**What is expected**.
From the entries that follow, extract each line holding the string "request".

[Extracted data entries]
PR #2574, opened 2023-01-20
fix convert lead map fields

eymen-elkum:
When tried to use the convert fields map feature I faced this issue and fixed it.
Not sure if I have to pull to master or fix branches, you can edit the PR to change the target branch

photo_2023-01-20 3 07 57 PM

### DIFF
--- a/application/Espo/Modules/Crm/Tools/Lead/ConvertService.php
+++ b/application/Espo/Modules/Crm/Tools/Lead/ConvertService.php
@@ -232,7 +232,7 @@ class ConvertService
             ->find();
 
         foreach ($meetings as $meeting) {
-            if ($contact &&  $contact->hasId()) {
+            if ($contact && $contact->hasId()) {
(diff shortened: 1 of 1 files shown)


yurikuzn:
More detail input about the issue with PRs is needed.

eymen-elkum:
In the [line](https://github.com/espocrm/espocrm/pull/2574/files#diff-f434b574881b17f581334c17a2df2149eb71bebe28c30d82838342db5c6a578cR404) we need type of field on the target scope (ex: RealEstateproperty) but it search in Lead scope, so the type  is empty always unless the same field is exist on both entities.

yurikuzn:
It's clear now. Thanks for explanation.

yurikuzn:
On your screenshot, there are currency fields. They were not affected by the bug, right?

eymen-elkum:
Not affected

Issue #2546, opened 2022-12-31
Database helper shouldn't contain MySQL-specific sql


SuchAFuriousDeath:
**Is your feature request related to a problem? Please describe.**
A bit of a follow-up on #2537 ( I'm trying to make EspoCRM work with Postgres). In the class Espo\Core\Utils\Database, calling the methods 'doesSupportFulltext' and 'getMaxIndexLength' causes the SQL in the 'getTableEngine' method to be run, causing an error (Postgres has no such thing as engines, so the SQL fails). 

**Describe the solution you'd like**
Factor the platform-specific SQL into another class, perhaps make the current helper abstract and make child classes for each platform.

**Describe alternatives you've considered**
The Helper can be probably replaced the same way you suggested in the previous issue (#2537). I just don't consider it very nice and thought you might want to take a look at this, since you fullfilled my previous feature request.

SuchAFuriousDeath:
Also, if one wanted to add a Platform and Driver for Postgres, the helper would have to be overridden in the same inconvenient way.

yurikuzn:
I made some changes, supposed to work with `database.platform => 'Potsgresql'` now. But I didn't test. Hardcoded w/o introducing a new interface.

SuchAFuriousDeath:
@yurikuzn Now it throws a new error. I believe it's these 2 lines: 

https://github.com/espocrm/espocrm/blob/ac667356c528d0764e78dc6406dd09498deb6a1d/application/Espo/Core/Utils/Database/Helper.php#L140-L142

Reading the Driver code, it looks like it wants the version in the format returned by the method 'getDatabaseVersion' (for example 13.8.0) as opposed to the full version.

yurikuzn:
Not an easy fix. As it's opposite for MySQL and MardiaDB.

SuchAFuriousDeath:
Isn't it just a condition?

yurikuzn:
Please try `getDatabaseVersion` and let me know. I will be able to look not today.

yurikuzn:
It's too much of hardcode. Eventually, it should be refactory.

SuchAFuriousDeath:
@yurikuzn 
Right, I understand. Before your commit regarding the first issue, I already got further with the module. I got to the point where more than 100 tables were created (Now I'm writing the module from scratch based on the new 7.4 commit). From what I can remember, these are the issues I came across:

[...]

PR #2577, opened 2023-01-21
Postgres.

SuchAFuriousDeath:
Related to: #2546 
I got it to a point where you can log in and create, read and update some entities. Activities don't work and a lot of other things probably don't as well, just doing this to provide an overview of the issues so they can be solved better. I put comments in the code and started them with 'HERE', so look for that. Some changes are in the Postgres module because that's where I initially put them. Thank you for the time you have given my issues.


yurikuzn:
Great. I will take a look when get a chance. Currently I don't have time, got electricity only for a couple of hours per day.

application/Espo/Modules/Postgres/Core/Utils/Database/Orm/Fields/PersonName.php
```diff
@@ -0,0 +1,25 @@
...
+
+            if (empty($rowItem)) {
+                continue;
+            }
+
+            if ($alias) {
+                $item = $alias . '.' . $item;
+            }
+
+            $item = "COALESCE:({$item}, '')"; // HERE - change IFNULL to COALESCE, it can probably be done in a better way, not sure
```
yurikuzn, line 20: As NULLIF is a part of Espo and is documented changing it here is not enough. It's needed to be converted on ORM level.

application/Espo/Core/Utils/Database/Schema/Converter.php
```diff
@@ -102,13 +102,14 @@ class Converter
...
-        Metadata $metadata,
-        FileManager $fileManager,
-        Schema $databaseSchema,
-        Config $config,
-        Log $log,
+        Metadata     $metadata,
+        FileManager  $fileManager,
+        Schema       $databaseSchema,
+        Config       $config,
+        Log          $log,
```
yurikuzn, line 109: Would be good if automatic argument aligning and other code style fixes wouldn't have been enabled in IDE. So only actual changes were in PRs.

application/Espo/Modules/Postgres/Core/Utils/Database/Orm/Fields/PersonName.php
SuchAFuriousDeath: I thought so. But it's not NULLIF, it's IFNULL.. Pg actually has NULLIF.

application/Espo/Core/Utils/Database/Schema/Converter.php
SuchAFuriousDeath: Sorry about that.

application/Espo/Modules/Postgres/ORM/QueryComposer/PostgresqlQueryComposer.php
```diff
@@ -0,0 +1,808 @@
...
+            }
+
+            if (strpos($attribute, '.') > 0) {
+                [$alias, $attribute] = explode('.', $attribute);
+
+                $column = $this->toDb($this->sanitize($attribute));
+                $left = $column;
+            } else {
+                $column = $this->toDb($this->sanitize($attribute));
+                $left = $column;
```
yurikuzn, line 271: You missed alias/table on purpose here?

application/Espo/Modules/Postgres/ORM/QueryComposer/PostgresqlQueryComposer.php
```diff
@@ -0,0 +1,808 @@
...
+                        $params,
+                        $noCustom
+                    );
+                }
+            }
+
+            return implode(", ", $arr);
+        }
+
+        if (str_starts_with($orderBy, 'LIST:')) { // HERE - same thing as above, no field function
```
yurikuzn, line 220: I refactored this so that `POSITION_IN_LIST` complex expression function is used instead. `LIST:` is a legacy.

https://github.com/espocrm/espocrm/commit/d82c297b797b5a38d98749f202044403ed1b74f6

application/Espo/Modules/Postgres/ORM/QueryComposer/PostgresqlQueryComposer.php
```diff
@@ -0,0 +1,808 @@
...
+
+        if (Util::isComplexExpression($field)) {
+            $leftPart = $this->convertComplexExpression($entity, $field, false, $params);
+
+            $isComplex = true;
+        }
+
+        if (!$isComplex) {
+            if (!$entity->hasAttribute($field)) {
+                return '0'; // HERE - probable rewrite to $this->quote(false)
```
yurikuzn, line 593: Done for all '0', '1'.

application/Espo/Modules/Postgres/ORM/QueryComposer/PostgresqlQueryComposer.php
```diff
@@ -0,0 +1,808 @@
...
+                            );
+                        } else {
+                            $leftPart = $this->getAttributePath($entity, $field, $params);
+                        }
+                    }
+                }
+            } else {
+                $fromAlias = $this->getFromAlias($params, $entity->getEntityType());
+
+                $leftPart = $this->quoteColumn($fromAlias . '.' . $this->toDb($this->sanitize($field))); //HERE - quoting needed
```
yurikuzn, line 727: Fixed.

application/Espo/Modules/Postgres/ORM/QueryComposer/PostgresqlQueryComposer.php
```diff
@@ -0,0 +1,808 @@
...
+
+        if ($alias) {
+            $sql .= " AS " . $this->quoteIdentifier($alias);
+        }
+
+        /*if (!empty($indexKeyList)) { //HERE - index hinting not supported
+            foreach ($indexKeyList as $index) {
+                $sql .= " USE INDEX (" . $this->quoteIdentifier($this->sanitizeIndexName($index)) . ")";
+            }
+        }*/
```
yurikuzn, line 123: Added `indexHints` property to be able to disable in an inherited class.

SuchAFuriousDeath:
@yurikuzn I've been watching the commits in your personal fork and they look very good. Thank you so much, it must've taken a lot of work and mental effort. If I may ask, have you already thought about the non-existing functions like IFNULL and FIELD (I actually found even more recently). Will you add an abstraction layer, or should it just be done with overriding the 'getFunctionPart' in the QueryComposer?

SuchAFuriousDeath:
@yurikuzn What about the DBAL FieldTypes, though? The LongText and Text (and JsonArray and JsonObject types that extend from it) types have a hardcoded SQL declaration to LONGTEXT and TEXT respectively, non of which seem to exist in PG. only the TEXT type exists.

SuchAFuriousDeath:
And by the way, you said something about converting and empty string to null in expressions... but expressions aren't used in the place I was talking about. So, maybe do something like Expression::emptyDate() ? Not sure how I would do it.

https://github.com/espocrm/espocrm/blob/1ce38253382eeb483a9da77cae1c11b3f2121d81/application/Espo/Modules/Crm/Tools/Activities/Service.php#L1094-L1109

yurikuzn:
Did you try to replace them with a string `'null'`?

SuchAFuriousDeath:
I'll try and let you know.

SuchAFuriousDeath:
@yurikuzn It worked.

SuchAFuriousDeath:
The same issue was also in the Calendar service class and seems to be fixed in the same way. But I found another thing. The ON DUPLICATE clause in insert seems to work a bit differently in pg. First of all, it's 'ON CONFLICT' and second of all, it seems to me that if you want to update (alternatively you can 'DO NOTHING'), you have to specify the columns, on which the conflict happens or something like that. I'll try to do something about it myself.

SuchAFuriousDeath:
But the SQL declarations are a bigger problem.

yurikuzn:
Maybe to add `id` and all columns from `unique` indexes of the current entity.

SuchAFuriousDeath:
I'll give it a shot.

yurikuzn:
I added a commit that adds indexes to ORM metadata for relationship entities. These indexes will be needed to be able to get columns for INSERT-UPDATE when dealing with relationship tables.

SuchAFuriousDeath:
@yurikuzn Amazing. But what about the MEDIUMTEXT issue?

yurikuzn:
You need to choose a corresponding type and length in the column preparator implementation.

yurikuzn:
Or this causing the problem? https://github.com/espocrm/espocrm/blob/master/application/Espo/Core/Utils/Database/DBAL/FieldTypes/TextType.php

SuchAFuriousDeath:
Yes, that. It's hardcoded to MEDIUMTEXT, but PG only has TEXT.

SuchAFuriousDeath:
JsonArray and jsonObject are fine, they can be mapped to the default json dbal type, but text can't.

yurikuzn:
I'll fix it.

SuchAFuriousDeath:
Tried with the new commit and it works.

SuchAFuriousDeath:
@yurikuzn actually, found one more thing.

https://github.com/espocrm/espocrm/blob/282f701b7761aeffbdde4d0168c0744a5d3a0e4d/application/Espo/Repositories/EmailAddress.php#L334

SuchAFuriousDeath:
@yurikuzn By the way the 'ON CONFLICT' clause can be solved like this, I think.
`
    protected function composeInsertQuery(
        string  $table,
        string  $columns,
        string  $values,
        ?string $update = null
    ): string
    {
        $tableQuoted = $this->quoteIdentifier($table);

        $sql = "INSERT INTO $tableQuoted ({$columns}) {$values}";

        $constraint = $this->quoteIdentifier("{$table}_pkey");

        if ($update) {
            $sql .= " ON CONFLICT ON CONSTRAINT $constraint DO UPDATE SET $update";
        }

        return $sql;
    }
`
I am not aware of any other issues at the moment, except fulltext. If I may ask, all this refactoring you've made - is it coming in 7.4?

yurikuzn:
Unique key is necessary, otherwise it will break the app. Refactoring is already in master.

SuchAFuriousDeath:
You're probably right. I'll have to grab the first unique index from metadata. The primary key implies the use of a unique index. but it's the wrong one in N-N relation middle tables.

yurikuzn:
A fulltext support may be a no-brainer, just convering MATCH complex experssion in the query composer.

SuchAFuriousDeath:
But to make it fast, Probably some kind of special indexes will have to be used, no?

SuchAFuriousDeath:
By the way i tried importing my emails and ran into index size issues. Not really sure what to do about it.

SuchAFuriousDeath:
Could you maybe move some index logic to the index helper? Maybe we could create a separate fulltext index for each of the columns, instead of one for all.

SuchAFuriousDeath:
I had no idea that syncing would close the issue, that's funny.

yurikuzn:
Maybe create a method in the IndexHelper that will create index definition(s) in ORM metadata for full-text specificaly.

SuchAFuriousDeath:
I don't think I understand DBAL well enough at the moment. I tried the very platform hack you link to, but there's and issue... When the index doesn't exist, it's created properly, but when it does exist, it tries to create it again (Which of course throws an error). I think it's something about the index not being defined on plain columns, but rather on the results of a function called on a column. It messes DBAl up somewhere, because it probably relies on the indexes just being on plain columns. And I don't really know how to solve it, because I only have a very basic understanding of DBAL... maybe it's possible to somehow prevent DBAL from trying to create the index again. The index you suggest will probably work for Espo, that I agree with.

yurikuzn:
It could be that DBAL didn't recognize that existing index is the same and tries to create a new one. Maybe because it differs. See in the Comparator class in DBAL.

SuchAFuriousDeath:
DBAL doesn't put the index in the schema for some reason.

SuchAFuriousDeath:
It's not the comparator, the index simply isn't is the schema :/

SuchAFuriousDeath:
This part is the problematic part. 
image
image
$indexColumns will be empty and nothing gets passed forward. The thing is, even if we somehow forced the columns in by creating a custom Schema Manager and overriding the function, who knows what consequences it would have... The only feasible solution that comes to mind is to simply figure out a way to make DBAL ignore fulltext indexes and then maybe drop and re-create them all during a hard rebuild. By the way, maybe you could add something like 'hardRebuildActionList' in the metadata (And process those during a hard rebuild). Could be useful, not only for this issue.

yurikuzn:
I'll think about it.

I create a PR https://github.com/espocrm/espocrm/pull/2599. Not sure whether GitHub would allow me to add you as a collaborator of the PR.

Or maybe it would be better to create a separate branch.

yurikuzn:
I wanted to check how DBAL works with Postgres, but Espo couldn't run rebuild w/o ORM working, so I had to write an implementation.

What I discovered, is that SEQUENCEs (auto-increment) being dropped and created (every second run). This issue has to be resolved as well. I will investigate it more.

SuchAFuriousDeath:
That actually happened to me too.

SuchAFuriousDeath:
@yurikuzn Here is what i have so far (But in a module). Didn't know the issue can be reopened with new commits, I'm not that experienced with git, so sorry for the mess.

SuchAFuriousDeath:
- composeUpdateQuery: probably utilize CTEs or subquery to handle limit and orderBy.
- composeInsertQuery: I'm not sure how to get the columns for the ON CONFLICT part.

yurikuzn:
Dropped sequence issue fix: https://github.com/espocrm/espocrm/commit/4598b58fbb73df7bf28413cd82abd420442ed136

yurikuzn:
Insert on conflict: https://github.com/espocrm/espocrm/pull/2599/commits/2ec385f4b58627921e417b44e324a0b1b87fee16

SuchAFuriousDeath:
I completely forgot that we can modify the diff. That could probably be used to solve the fulltext indexes.

yurikuzn:
I did some performance testing for Espo with Postgres. Searching with linked-with filter is pretty fast (as so in MariaDB, but very slow in MySQL) as `WHERE id IN (subquery)` is optimized well. But searching with not-linked-filter is extremely slow (it's not that slow in both MariaDB and MySQL), I had to end the process manually as my PC was about to catch on fire. Turned out that PostgreSQL has no optimization for  `WHERE id NOT IN (subquery)`.  What is weird that it seems there was no any timeout triggered. Might need additional configuration. Otherwise, it would be easy to DoS the server.

I think I will have to implement `EXIST`/`NOT EXISTS` operators in ORM.

SuchAFuriousDeath:
Oh. Interesting.

yurikuzn:
I implemented full-text index reverse engineering with a custom Schema Manager. Also implemented full-text search, but not yet sure whether it works appropriately. Didn't test on big tables with real data.

SuchAFuriousDeath:
Wow. Great work.

SuchAFuriousDeath:
@yurikuzn You're still missing an IF implementation, I think it should look roughly like this (maybe with a check for argument count)

```php
        if ($function === 'IF'){
            $condition = $argumentPartList[0];
            $then = $argumentPartList[1];
            $else = $argumentPartList[2];

            return "CASE WHEN {$condition} THEN {$then} ELSE {$else} END";
        }
```

SuchAFuriousDeath:
@yurikuzn Are the limit and order clauses actually utilized in an update statement somewhere in Espo?

yurikuzn:
It would be problematic to implement UPDATE where joined table column is present the SET expression. Maybe to leave it unimplemented as it's not used in Espo.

**Result of the exercise**.
**Is your feature request related to a problem? Please describe.**
The Helper can be probably replaced the same way you suggested in the previous issue (#2537). I just don't consider it very nice and thought you might want to take a look at this, since you fullfilled my previous feature request.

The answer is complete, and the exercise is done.